Les Cinglés de l&#8217;informatique (Triumph of the Nerds en V.O.) est un documentaire américain de 1996 qui, en trois parties de 45mn, raconte l&#8217;épopée de la micro-informatique de 1970 à nos jours (1996, donc).

Robert X. Cringely, au volant de sa Thunderbird rouge, retrace le parcours de gens comme Ed Roberts, Steve Jobs, Steve Wozniak ou Bill Gates et nous raconte comment une bande de nerds hippies passionnés ont transformé nos vies. Malgré l&#8217;évidente fascination de Cringley pour l&#8217;argent, le documentaire est réellement passionnant de bout en bout (avec son petit look 90&#8217;s désuet), et vous captivera même si vous n&#8217;êtes pas un gros geek (mais qui n&#8217;est pas un peu geek en 2009 ?).

Le documentaire datant de 1996, on n&#8217;y parlera pas de Google, de cloud computing (ou alors juste comme d&#8217;une utopie), d&#8217;interface tactile ni de mobilité. On ne parlera pas non plus du retour salvateur de Steve Jobs chez Apple avec l&#8217;iMac, l&#8217;iPod et l&#8217;iPhone.



Les Cinglés de l'Informatique, le triomphe des nerds - foxylounge

Les cingles de l'informatique [documentaire complet] - YouTube


----------



## Pascal 77 (6 Novembre 2013)

Explication sur le rôle de la modération :

Ce forum est le votre, mon rôle ici n'est pas de vous dicter ce que vous pouvez y mettre, tant que ça respecte deux critères :

1) respect des conditions d'utilisation des forums, notamment ce qui concerne le flood (ça ne signifie pas que le reste est moins important, juste que les autres consignes à respecter sont assez évidentes pour parler d'elles même, le flood l'est moins, et le manque d'intérêt évident de certains types de sujets y est étroitement apparenté).

2) respect du thème du forum (donc, ici l'univers des vieux Mac et des anciens OS).

Donc, pour ce qui est de ce topic ci, ces deux critères me semblent respectés, donc, que je sois "okay" ou non n'entre pas en ligne de compte (mais bon, je le suis), il ne m'appartient pas de décider de son droit de cité, je dois juste veiller à ce qu'il respecte (dans la durée) les deux conditions précitées, ce que je compte bien faire. 

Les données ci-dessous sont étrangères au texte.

PR #604, opened 2021-01-06
fix(native-decls): don't show return value twice

AvarianKnight:


blattersturm:
please, use proper category names (e.g. `fix(native-decls)` or so).

you can rebase -i and force-push to your branch usually

AvarianKnight:
Fixed

PR #609, opened 2021-01-09
Update SetMillisecondsPerGameMinute.md

JoshYouJust:


blattersturm:
I don't think the doc tooling will take in any content placed here.

ElPumpo:
You could also add that setting `NetworkOverrideClockTime` also resets this value to 2000

blattersturm:
Abandoned PR, will be taken in with the big native review.

PR #611, opened 2021-01-10
tool for anticheats

chrisskan:
Its a non local table called "acthreads" that stores all data that the "threads" table has. This table can be used from anticheats, if calculated properly


blattersturm:
what

PR #1559, opened 2022-08-06
feat(gamestate/server): GET_PLAYER_CAMERA_COORDS native

niekschoemaker:


blattersturm:
> _No description provided._

> instant emoji reactions

.. uh, am I missing something here?

code/components/citizen-server-impl/src/state/ServerGameState_Scripting.cpp
```diff
@@ -1372,6 +1372,46 @@ static void Init()
 		return pn ? pn->isInvincible : false;
 	}));
 
+	fx::ScriptEngine::RegisterNativeHandler("GET_PLAYER_CAMERA_COORDS", MakePlayerEntityFunction([](fx::ScriptContext& context, const fx::sync::SyncEntityPtr& entity)
+	{
+		auto camData = entity->syncTree->GetPlayerCamera();
+		scrVector resultVector = { 0 };
+
+		float position[3];
+		entity->syncTree->GetPosition(position);
```
blattersturm, line 1381: This looks like a fair bit of code duplication vs. `GetPlayerFocusPos`.

blattersturm (changes requested):

code/components/citizen-server-impl/src/state/ServerGameState_Scripting.cpp
niekschoemaker: Yes I was aware of this, as I copied the code from there and made the changes needed to have it return a single coord.

I don't exactly know how I could make this function work with that same exact function without breaking any of the other code as the code doesn't work exactly the same, ie. in camMode default or 0 you have one focus position but in the other modes it gets added to the list of player positions.

I'm probably missing something here since I'm not too experienced with C++ at the moment.

niekschoemaker:
I could come up with this, please let me know if this is the correct place to put a function like this, code does work, tested it with FiveM.

Mari037:
Como q entra nos servidores estou perdida

EinS4ckZwiebeln:
Anyone have any idea if this will ever be merged? This seems like a useful addition, imo.

PR #1580, opened 2022-08-17
URI handler implementation for RedM

Bobertsawesome:
This essentially clones the implementation of URI handling for FiveM by creating a new handler `redm://connect/<IP>:<port>`

I have tested this as working by building the cfx.re solution and RedM client.


blattersturm:
Nope, sorry.

PR #1592, opened 2022-08-24
feat(nui): media key controls

TheBanHammer:
Allow iframes to access media keys and make use of extended keyboard features to control existing audio context.

An example of how this would be used is a music player could be controlled via keyboard play/pause/etc buttons. I.e. in-game radio, phone, menu music, etc.

### DIFF
--- a/ext/ui-build/data/root.html
+++ b/ext/ui-build/data/root.html
@@ -80,7 +80,7 @@ registerFrameFunction(function(msg, frameName, frameUrl)
 		const frame = document.createElement('iframe');
 		frame.name = frameName;
 		frame.style.visibility = 'hidden';
-		frame.allow = 'microphone *; camera *;';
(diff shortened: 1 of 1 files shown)


blattersturm:
No. People were actually upset media keys *were* enabled.

Also, `encrypted-media` doesn't actually affect media keys. It doesn't do _anything_ as we're not a Widevine certified app. Given your commit apparently was made via GitHub Web, did you even _test this_?

TheBanHammer:
Main reason for myself is Spotify integration. Their web playback SDK requires it to be enabled in order to be run within the iframe.

blattersturm:
> Main reason for myself is Spotify integration. Their web playback SDK requires it to be enabled in order to be run within the iframe.

Again:

1. Did you even test this?
2. This has nothing to do with 'media keys'.
3. Even if it were enabled it'd not work because we are not a Widevine certified app.

PR #1613, opened 2022-09-08
Update scheduler.lua

Elipse458:
When passing nil as eventData to RemoveEventHandler, scheduler.lua errors out with a nil value error, this should prevent that and trigger the "Invalid event data" error from inside the function instead.


FabianTerhorst:
We modify the commit on merge. Changes itself are looking good.

FabianTerhorst (approved):

FabianTerhorst:
Merged https://github.com/citizenfx/fivem/commit/d1bedcca00fd9ea3eaacd4290455f0f7fb9cfd18

PR #1617, opened 2022-09-08
Add setter and getter for the recoil amplitude of weapons

PichotM:
These natives will be useful to set a dynamic recoil for each weapon whether you need it or not
Tested on 1604 and 2699, it resets to the default recoil value if you reconnect/connect to another server

### DIFF
--- a/code/components/extra-natives-five/src/WeaponExtraNatives.cpp
+++ b/code/components/extra-natives-five/src/WeaponExtraNatives.cpp
@@ -11,6 +11,7 @@
 
 static int WeaponDamageModifierOffset;
 static int WeaponAnimationOverrideOffset;
+static int WeaponRecoilShakeAmplitudeOffset;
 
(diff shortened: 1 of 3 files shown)


PichotM:
RecoilShakeAmplitude is a weapon parameter you can set in the weapon metadata file for all weapons
It is a way to balance the recoil of the weapon
Right now the only way to set the recoil of a weapon is to stream a weapon metadata file.

For my use case, I want a smaller recoil in a gamemode while being able to have a higher one in another gamemode. The streaming solution does not make it possible to have dynamic value so this native is a good solution.

It is not relevant for "anti-cheat" stuff as no recoil does not impact this value, you cannot detect or prevent no recoil by using these natives

--
Both natives work fine in 1604 and 2699

blattersturm:
Just to note - I wouldn't assume this to be related to any cheating stuff, as any cheats would probably implement this in different ways than changing values.

PR #634, opened 2021-02-01
Feat: Enable mumble bans + disable text + admin pass convar

manzarek123:
Add: "mumble_adminPass" convar to be able to become mumble admin and kick/ban users
Disable text channels
Enable bans (until server restart)

PR #1621, opened 2022-09-10
fix(mumble/server): incorrect ban detection

Korioz:
- Fixed false positive ban mumble issue introduced in #634 (`Ban_isBanned` use client->hash which is disabled so our only way is ip banning which supports mask)
- Fixed incorrect ban hash being sent to clients
- Remove junk code forgotten a long time ago
- Added fallback for `MUMBLE_IS_PLAYER_MUTED`


code/components/voip-server-mumble/src/ban.cpp
```diff
@@ -201,8 +201,9 @@ message_t *Ban_getBanList(void)
 	msg = Msg_banList_create(bancount);
 	list_iterate(itr, &banlist) {
 		ban = list_get_entry(itr, ban_t, node);
-		//gmtime_r(&ban->time, &timespec);
+		gmtime_s(&timespec, &ban->time);
```
blattersturm, line 204: Does this exist on Linux as well?

Korioz: Good catch, `gmtime_r` is a POSIX thread safe alternative to `gmtime` and `gmtime_s` is for MSVC, thread-safety doesn't matter that much in this context right?

PR #1623, opened 2022-09-10
fix(native-decls): fix declaration for NETWORK_GET_VOICE_PROXIMITY_OV…

AvarianKnight:
…ERRIDE_FOR_PLAYER

This has been broken since its implementation https://github.com/citizenfx/fivem/commit/8d7ac701d32e31eaca3ef6c3f39cbaa8f1739d35

Using the native as is errors with `WARNING: NON-EXISTENT NATIVE 000000007a6462f4`

I guess no one has tried to use this since it was implemented?


AvarianKnight:
Going to bump this as it was likely lost

4mmonium (approved):
Looks good to me, old name doesn't point to its [native handler](https://github.com/citizenfx/fivem/blob/b5c87bf731c721400b336637b0a886f5be726657/code/components/citizen-server-impl/src/state/ServerGameState_Scripting.cpp#L1185).

Great job spotting this, thanks!

thorium-cfx (approved):

PR #1624, opened 2022-09-11
Allow some FX edits in pure level 1

f25a2fc72690b780b2a14e140ef6a9e0:
My logic might not be the best, please co-author if this is the case. Please also note, I was unable to test due to GitHub failing to clone (so please co-author).

Some players might use these to make their game look better (to them), these changes provide minimal-to-no competitive advantages (if they choose to PvP(vE))

### DIFF
--- a/code/components/glue/src/PurePackfileGTA5.cpp
+++ b/code/components/glue/src/PurePackfileGTA5.cpp
@@ -5799,7 +5799,8 @@ static InitFunction initFunction([]
 		if (fx::client::GetPureLevel() == 1)
 		{
 			std::string_view pathTest{ path };
-			if (pathTest == "citizen/common/data/effects" || // BloodFX, "KillFX" etc.
+			if (pathTest == "common.rpf/data/effects" || // BloodFX etc.
+			    pathTest == "common.rpf/data/timecycle" || // KillFX and weather etc.
 			    pathTest == "x64/audio/sfx/RESIDENT.rpf" ||
 				pathTest == "x64/audio/sfx/WEAPONS_PLAYER.rpf" ||
 				pathTest.find("x64/audio/sfx/STREAMED_VEHICLES") == 0 ||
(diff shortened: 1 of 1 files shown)


Scullyy:
Blood effects and time-cycle modifiers (a.k.a rat packs) is one of the reasons people wanted pure mode because too many people abuse them to give them an advantage in PvP situations. If this ends up being allowed on pure mode servers would be forced to use the strict version making it so people can’t use popular verified graphics mods on the server. I wouldn’t like to see this implemented and if it does I think it should have it’s own option to enable them.

f25a2fc72690b780b2a14e140ef6a9e0:
> Blood effects and time-cycle modifiers (a.k.a rat packs) is one of the reasons people wanted pure mode because too many people abuse them to give them an advantage in PvP situations. If this ends up being allowed on pure mode servers would be forced to use the strict version making it so people can’t use popular verified graphics mods on the server. I wouldn’t like to see this implemented and if it does I think it should have it’s own option to enable them.

I think the main issue was mostly these "see people udnerwater" or "mod packs". People used to be abuse a ton, here's a few:

- Shooting Through Walls (materials.dat - I believe)
- Boosting Vehicles (handling.meta)
- Parachute on Cars (vehicles.meta)
- Fast Ladders (ladders.meta)
- No Fall Damage
- Water Bounce
- Explosive Ammo
+ loads more I could name

These are the **main** reason pure mode exist. I don't understand how BloodFX and Timecycle editing could lead to a competitive advantage (even if so, it'd be very minimal??)

Scullyy:
Regardless if it’s minimal it’s still an advantage which I’ve seen people use and say it makes it so much easier for them to kill people in shootouts and see much clearer at night which is honestly a huge advantage.

userMacieG:
**timecycle_mods_1.xml**: removing tinting from glasses
**timecycle_mods_4.xml**: [xray/glow](https://streamable.com/0rlyof)
**water.xml**: removing water
**time.xml**: only day/night
**weather.xml**: removing snow/rain, only `w_extrasunny`
**vehiclepopulation.xml**: removing traffic/peds
**bloodfx.dat**: [custom body hits](https://www.youtube.com/watch?v=bW9ty68EI60)
**wheelfx.dat**: removing smoke
**tcinstbox_types.meta** + **visualsettings.dat**: removing lights
**explosion.ymt**: removing explosions

I could try to find another 10 more files that can be easily modified to get unfair advantage.
So this commit is a big no, no

PR #1636, opened 2022-09-16
tweak(mumble/server): security improvements

Korioz:
This PR features a bunch of improvements addressing mumble server abuses (unwanted users connecting from the official mumble client trolling legit users).
- Admin password can now be provided without being connected this allows us to disconnect no-admin users not responding to some criteria.
- Disconnect users connecting from the official mumble client without an admin password set.
- Disconnect admins who are providing a server id in username field, this help prevent unwanted behaviour with natives or future implementations.
- Disconnect non-admin users who are providing no server id or a server id already used in username field.

### DIFF
--- a/code/components/voip-server-mumble/src/ServerMumbleVoice.cpp
+++ b/code/components/voip-server-mumble/src/ServerMumbleVoice.cpp
@@ -50,7 +50,9 @@ static InitFunction initFunction([]()
 	{
 		int serverId = context.GetArgument<int>(0);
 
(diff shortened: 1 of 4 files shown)


wdesgardin:
Thanks for working on this. I don't think that will completely prevent someone from logging in, but we are having more and more problems with users who log in on mumble server to troll other people so this kind of improvements are needed quickly

thorium-cfx:
Closing this as of blatterstrum's reply, issue has been backlogged to address it later.

PR #1651, opened 2022-10-02
Open m_bagName to allow change handlers to use it

lfshr:
As it stands there's no friendly way of creating a change handler for a `StateBag` as there's no way to access the bag name.

### DIFF
--- a/code/client/clrcore/StateBag.cs
+++ b/code/client/clrcore/StateBag.cs
@@ -7,11 +7,11 @@ namespace CitizenFX.Core
 
 	public class StateBag
 	{
-		private string m_bagName;
+		public string BagName { get; }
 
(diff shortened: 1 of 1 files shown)


lurkmorr228:
maybe better make the ctor public instead?

lurkmorr228:
maybe better add a method for creating handlers?

blattersturm:
Unsure about this one.

lfshr:
> Unsure about this one.

Any ideas about how this would be resolved then? I haven't done any GTA stuff in a while so I'm vaguely remembering the issue. I couldn't create a change handler for a player's state bag because I couldn't access the player's bag name. You can of course rebuild it manually but that requires the backend knowledge about those keys. Another method to create a change handler could be the solution?

Issue #1270, opened 2022-02-02
GET_GAME_POOL parity on server


roentgenium-cfx:
Having the same native used on both client and server would be neat.

AvarianKnight:
This was added in https://github.com/citizenfx/fivem/commit/1f215f37d9687e94787ca700abca65b8c168ae52

PR #1654, opened 2022-10-07
feat(citizen-server-impl): GET_GAME_POOL parity

Ehbw2:
Adds GET_GAME_POOL native to FXServer as mentioned in https://github.com/citizenfx/fivem/issues/1270. 
I have only been able to test it on FiveM as I do not have RedM currently installed.

### DIFF
--- a/code/components/citizen-server-impl/src/state/ServerGameState_Scripting.cpp
+++ b/code/components/citizen-server-impl/src/state/ServerGameState_Scripting.cpp
@@ -1678,6 +1678,66 @@ static void Init()
 
 		return steeringData ? steeringData->steeringAngle * (180.0f / pi) : 0.0f;
 	}));
+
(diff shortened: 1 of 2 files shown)


code/components/citizen-server-impl/src/state/ServerGameState_Scripting.cpp
```diff
@@ -1678,6 +1678,66 @@ static void Init()
...
+		{
+			switch (entity->type)
+			{
+#if STATE_RDR3
+				case fx::sync::NetObjEntityType::Animal:
+				case fx::sync::NetObjEntityType::Horse:
+#endif
+				case fx::sync::NetObjEntityType::Ped:
+				case fx::sync::NetObjEntityType::Player:
+					if (pool.compare("CPed") == 0)
```
AvarianKnight, line 1705: Wouldn't it be better to put these outside the switch so you're not constantly doing the compare?

AvarianKnight (commented):
You have merge conflicts you need to fix too

PR #1662, opened 2022-10-16
Major bug - Temporary removal request

Scullyy:
When the First Person Vehicle Hood setting is enabled other players can't see or hear your gunshots when shooting from inside a vehicle. This is a major bug and can be exploited heavily in RP and PvP servers. I myself am unsure how to fix such an issue but I am creating this to bring it to the attention of someone who possibly can and to provide a temporary removal of the setting while it is awaiting a fix. I know the removal of settings isn't the best option but this setting isn't really used by anyone other than those who are aware of this exploit and disabling it until a solution is provided I believe is much better than keeping such an exploitable setting in place.

Video from evelyn#1571 in the cfx.re discord: https://drive.google.com/file/d/1tNRpT46-BqIODbEJbaN-OUYbGSQFpeeT/view
evelyn#1571 source: https://discord.com/channels/192358910387159041/561197034938564608/979686764262326322


blattersturm:
... this makes no sense even as a mitigation for this supposed 'major' bug. The same setting can be set from the console and any other place, and how is it a 'major' bug that some sounds don't play when the same happens in base GTA Online as well presumably?

blattersturm:
User posted a followup issue at #1663, see also https://forum.cfx.re/t/confused-on-recent-bug-closed/4929799.

PR #2952, opened 2024-11-20
fix(game/five): updateBusySpinner thread constraint check

### LINKED ISSUE #2850: updateBusySpinner leads to crash
### What happened?

I've had this issue with multiple other players as well where the client crashes after the loading screen.
Apparently it is cause by the `updateBusySpinner` being called from the wrong thread.
The repro for this bug is pretty random as it requires `OnLookAliveFrame` to be called from `LoadDataFiles` (while on Render).
image
This issue was seen happening on April 2024. I'll try to get a dump for this issue asap

### Expected result

Not crashing

### Reproduction steps

1. Connect to the server
2. Wait until loading screen is done
3. Crash or don't... as said above it can't be predicted

### Importancy

Crash

### Area(s)

FiveM

### Specific version(s)

Gamebuild 3095 - Canary

### Additional information

_No response_

tens0rfl0w:
### Goal of this PR
Prevent crashes caused by reading from a nullptr when `updateBusySpinner` is called from the Render thread.

Although the root cause of this issue requires further investigation, this PR provides a temporary fix to prevent crashes when `updateBusySpinner` is unexpectedly called from the Render thread instead of the Main thread. This call causes a subsequent function to return a nullptr due to failing thread constraint checks in native game code.

The only potential side effect of this fix is missing updates to the busy spinner during the loading of addon data files, but this is still better than outright crashing.

FiveM

### Successfully tested on
**Game builds:** 3258

### Checklist

### Fixes issues
fixes #2850

### DIFF
--- a/code/components/loading-screens-five/src/HookLoadingScreens.cpp
+++ b/code/components/loading-screens-five/src/HookLoadingScreens.cpp
@@ -483,6 +483,12 @@ static InitFunction initFunction([] ()
 		{
 			if (*g_scaleformMgr)
 			{
+				if (GetCurrentThreadId() != g_mainThreadId)
+				{
+					trace("Error: BusySpinner update called from non-main thread!\n");
+					return;
+				}
+
 				setupBusySpinner(1);
 				*spinnerDep = true;
 				updateBusySpinner();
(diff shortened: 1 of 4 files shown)


Mathu-lmn:
Any plans to get this reviewed ? We're having new players reporting this issue

Mathu-lmn:
Hey, I didn't see any reports of this crash for a few months. Is this still planned to ever get a merge or would it be preferable to find the "root cause" and fix it ?

PR #2953, opened 2024-11-21
tweak(conhost-v2): switch CPU utilization tracking to dynamic scaling

tens0rfl0w:
### Goal of this PR
Starting with Windows 8, Microsoft updated CPU performance counters to use "Processor Utility" instead of "Processor Time" to reflect dynamic frequency scaling (e.g., Intel Turbo Boost, AMD Precision Boost). This causes the in-game metrics to display wrong CPU utilization values.

This change ensures in-game metrics display those more accurate values.

FiveM, RedM

### Successfully tested on

### Checklist

### Fixes issues
Reported here: https://discord.com/channels/779705925577080842/1260757053635297381 (Cfx.re Engineering Group)

### DIFF
--- a/code/components/conhost-v2/src/DrawPerf.cpp
+++ b/code/components/conhost-v2/src/DrawPerf.cpp
@@ -206,7 +206,7 @@ static InitFunction initFunction([]()
 		if (!cpuQuery)
 		{
 			PdhOpenQuery(NULL, NULL, &cpuQuery);
-			PdhAddEnglishCounter(cpuQuery, L"\\Processor Information(_Total)\\% Processor Time", NULL, &cpuTotal);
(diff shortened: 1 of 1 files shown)


iridium-cfx:
I suppose this depends on what you class as the right/wrong values.

Does this now match what you see in task manager?

tens0rfl0w:
Yes, when this change was introduced in Win8, MSFT also changed the metrics source for CPU utilization in the task manager to this new metric. (https://learn.microsoft.com/en-us/troubleshoot/windows-client/performance/cpu-usage-exceeds-100)

iridium-cfx (approved):
Looks good, I'd agree it makes sense for the average user to try and match what task manager says.

IllInuz:
Yeah this makes more sense to the average user i would say, this has also been done by triple a's to avoid the confusion.

PR #2965, opened 2024-11-27
fix(game/five): crash when no medium lod exists on a vehicle

packfile:
### Goal of this PR
Fixes a crash that occurs when a vehicle only has the highest lod set up. Usually people work around this by duplicating the model file & appending `_hi` (as further explained in code)

If the original function does not return a valid lod, we find the first suitable one and return it to prevent a crash later on.

FiveM

### Successfully tested on
**Game builds:** 1604, 2189, 2699, 3095, 3258

**Platforms:** Windows

### Checklist

### DIFF
--- a/code/components/gta-core-five/src/CrashFixes.DecalCallbacks.cpp
+++ b/code/components/gta-core-five/src/CrashFixes.DecalCallbacks.cpp
@@ -1,0 +1,46 @@
+#include <StdInc.h>
+#include <Hooking.h>
+#include <Hooking.FlexStruct.h>
+#include <Hooking.Stubs.h>
+
+static void* (*g_orig_CDecalCallbacks__GetLod)(void* self, hook::FlexStruct* entity, hook::FlexStruct* drawable);
+
+static void* CDecalCallbacks__GetLod(void* self, hook::FlexStruct* entity, hook::FlexStruct* drawable)
+{
+	void* foundLod = g_orig_CDecalCallbacks__GetLod(self, entity, drawable);
+	if (foundLod)
+	{
+		return foundLod;
+	}
+
+	// Check entity is ENTITY_TYPE_VEHICLE as only these require the patch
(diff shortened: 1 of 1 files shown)


st860923:
This is a great improvement, and I appreciate the effort put into preventing crashes due to missing LOD setups.

As a suggestion, perhaps adding debug information, such as a warning message when the module lacks LOD_MED, could provide developers with more helpful information. It would also highlight best practices for setting up about modelling.

code/components/gta-core-five/src/CrashFixes.DecalCallbacks.cpp
```diff
@@ -0,0 +1,46 @@
...
+
+static HookFunction hookFunction([]
+{
+	// Some calls to CDecalCallbacks::GetLod assume that a valid pointer is returned.
+	// 
+	// For vehicles, this function returns LOD_HIGH if a _hi (HD) file exists;
+	// However if this file does not exist, it will return the LOD_MED instead.
+	// 
+	// Due to a large percentage of content creators only defining a LOD_HIGH, this will crash if no _hi (HD) file is present;
+	// As a workaround many people duplicate the #ft and append _hi to force the LOD_HIGH to be used.
```
Firecul, line 42:
```suggestion
	// As a workaround many people duplicate the yft and append _hi to force the LOD_HIGH to be used.
```

coblyox:
Just tested this change. Seems to be working for vehicle spawn, but without `_hi` if you crash a vehicle where the glass needs to brake or you shoot vehicle glass, you crash instantly.

Always the same crash, we've tested it with 12180 artifacts. Here's dump, hopefully it helps.
[CfxCrashDump_2025_01_02_22_40_07.zip](https://github.com/user-attachments/files/18294998/CfxCrashDump_2025_01_02_22_40_07.zip)

PR #2973, opened 2024-12-01
feat(extra-natives/five): track natives

Ehbw:
### Goal of this PR

This PR introduces a set of track natives to allow for scripts to get and set information relating to the track. This PR also resolves 2 track related issues tied to trains.

- Disabled tracks being considered when finding the nearest track to spawn mission trains on.
-  The tracks maximum speed being constantly set to all trains that can stop at stations while the train is in a moving state. Preventing scripts from being able to modify it, this change does not impact trains when slowing down at stations or speeding up to leave a station.

By creating new natives that retrieve track information from the game.  Hooking into the function responsible for finding the closest track index and it's track node and making sure it accounts for disabled tracks.

FiveM, Natives

### Successfully tested on

**Game builds:**  1604, 3258 

**Platforms:** Windows

### Checklist

### DIFF
--- a/code/components/extra-natives-five/src/TrackNatives.cpp
+++ b/code/components/extra-natives-five/src/TrackNatives.cpp
@@ -1,0 +1,186 @@
+/*
+* This file is part of the CitizenFX project - http://citizen.re/
+*
+* See LICENSE and MENTIONS in the root of the source tree for information
+* regarding licensing.
+*/
+
+#include "StdInc.h"
+#include <ScriptEngine.h>
+#include <Hooking.h>
+#include <limits>
+#include <MinHook.h>
+#include <rageVectors.h>
+
+struct TrackNode
+{
+public:
+	float m_x, m_y, m_z;
+	float m_unk;
+	uint8_t m_unk1;
+	int m_station;
+};
+
+struct TrackData
+{
+public:
+	uint32_t m_hash;
+	bool m_enabled;
+	bool m_isLooped;
+	bool m_stopsAtStation;
+	bool m_MPStopsAtStation;
+	uint32_t m_speed;
+	uint32_t m_brakeDistance;
+
+	int m_nodeCount;
+	TrackNode* m_nodes;
+
+	uint8_t m_pad[8];
+
+	bool m_disableAmbientTrains;
+	// and a bunch of other fields...
+};
+
+static hook::cdecl_stub<TrackData* (uint32_t)> getTrainTrack([]
+{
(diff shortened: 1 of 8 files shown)


code/components/extra-natives-five/src/TrackNatives.cpp
```diff
@@ -0,0 +1,186 @@
...
+	if (trackIndex < 0 || trackIndex > kMaxTrainTracks)
+	{
+		trace("Invalid track index %i passed to %s\n", trackIndex, nn);
+		context.SetResult(0);
+		return NULL;
+	}
+
+	TrackData* track = getTrainTrack(trackIndex);
+
+	if (!track || *(int*)track == NULL)
```
dalekenium-cfx, line 115: Nit: Is `*(int*)track == NULL` meant to be doing `track->m_hash == 0`? If so, checking `m_hash` directly would be best since it's clearer as to what is going on.

code/components/extra-natives-five/src/TrackNatives.cpp
```diff
@@ -0,0 +1,186 @@
...
+
+	fx::ScriptEngine::RegisterNativeHandler("GET_TRACK_BREAKING_DISTANCE", [](fx::ScriptContext& context)
+	{
+		if (TrackData* track = getAndCheckTrack(context, "GET_TRACK_BREAKING_DISTANCE"))
+		{
+			context.SetResult<int>(track->m_breakDistance);
+		}
+	});
+
+	fx::ScriptEngine::RegisterNativeHandler("SET_TRACK_BREAKING_DISTANCE", [](fx::ScriptContext& context)
```
dalekenium-cfx, line 153: Nit: `break` is not technically the correct word here - it should be `brake` instead. Would appreciate if you could make that switch wherever `break` has been used.

code/components/extra-natives-five/src/TrackNatives.cpp
dalekenium-cfx, line 115: Nit: Is `*(int*)track == NULL` meant to be doing `track->m_hash == 0`? If so, checking `m_hash` directly would be best since it's clearer as to what is going on.

dalekenium-cfx (commented):
Hey Ehbw, thank you for your contribution. I just have a couple of small things for you to take a look at, and then I can approve this MR.

code/components/extra-natives-five/src/TrackNatives.cpp
Ehbw: I've changed this to be track->m_hash

dalekenium-cfx: Great, thank you!

PR #2980, opened 2024-12-04
tweak(system_resources/chat):Hide invalid command in chat

outsider31000:
### Goal of this PR

users often type invalid commands and this fallback allows to still be posted as message and everyone can see it.
it will fill the whole chat just with these and can become quite annoying
many users in my community ask how to remove this.

removes the fallback message when a command is not valid 

RedM/FiveM

### Successfully tested on

**Game builds:** .. 

**Platforms:** Windows, Linux

### Checklist

### DIFF
--- a/ext/system-resources/resources/chat/sv_chat.lua
+++ b/ext/system-resources/resources/chat/sv_chat.lua
@@ -212,12 +212,10 @@ AddEventHandler('_chat:messageEntered', function(author, color, message, mode)
 end)
 
 AddEventHandler('__cfx_internal:commandFallback', function(command)
-    local name = GetPlayerName(source)
-
-    -- route the message as if it were a /command
-    routeMessage(source, name, '/' .. command, nil, true)
-
     CancelEvent()
+    -- local name = GetPlayerName(source)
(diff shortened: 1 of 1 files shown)


titanium-cfx:
Hey, you can use the [registerMessageHook export](https://docs.fivem.net/docs/resources/chat/exports/registerMessageHook/) to achieve the same result by checking if the message starts with a `/` and if so, cancel it.

outsider31000:
This commit is for messages typed directly in the chat script.

If I understood correctly the export is to be used on other scripts? 

The idea is to avoid telling everyone  what they need to do to avoid it,  if it can be done in the default.

Not sure what this fallback is for,  But in live servers I don't see the purpose of spamming a chat with invalid commands because users often don't know how to follow chat suggestions xD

Edit : ah, au fait, c'est "Pascal", ou "Pascal 77" (avec un espace), ou même encore "P77", mais pas "PASCAL" (qui pourrait me faire confondre avec un autre membre : "PA5CAL")


----------



## melaure (7 Novembre 2013)

Il y avait d'autres messages avant la modération ? Rien compris ...


Bref sujet intéressant. Ce qui serait cool, ce serait un site qui compile toutes les pub et films de présentation des produits Apple ...


----------



## Pascal 77 (7 Novembre 2013)

melaure a dit:


> Il y avait d'autres messages avant la modération ? Rien compris ...



non, je réagissais juste à :



mistercz100 a dit:


> si notre très cher PASCAL est okay j'aimerai créer un topic sur les films et reportages vidéos d'époque du mac !


----------



## mistercz100 (10 Novembre 2013)

je remet un lien pour le film les pirates de la silicon valley car le 1ere ne marche plus !

Watch Videos Online | Les pirates de la Silicon Valley | Veoh.com


----------



## mistercz100 (13 Novembre 2013)

sinon n'hésitez pas à regarder ce film il est vraiment bien fait ! et je pense très proche de la réalité par rapport notamment au dernier film sur steve jobs sortie au cinema cet été ( selon Woz )


----------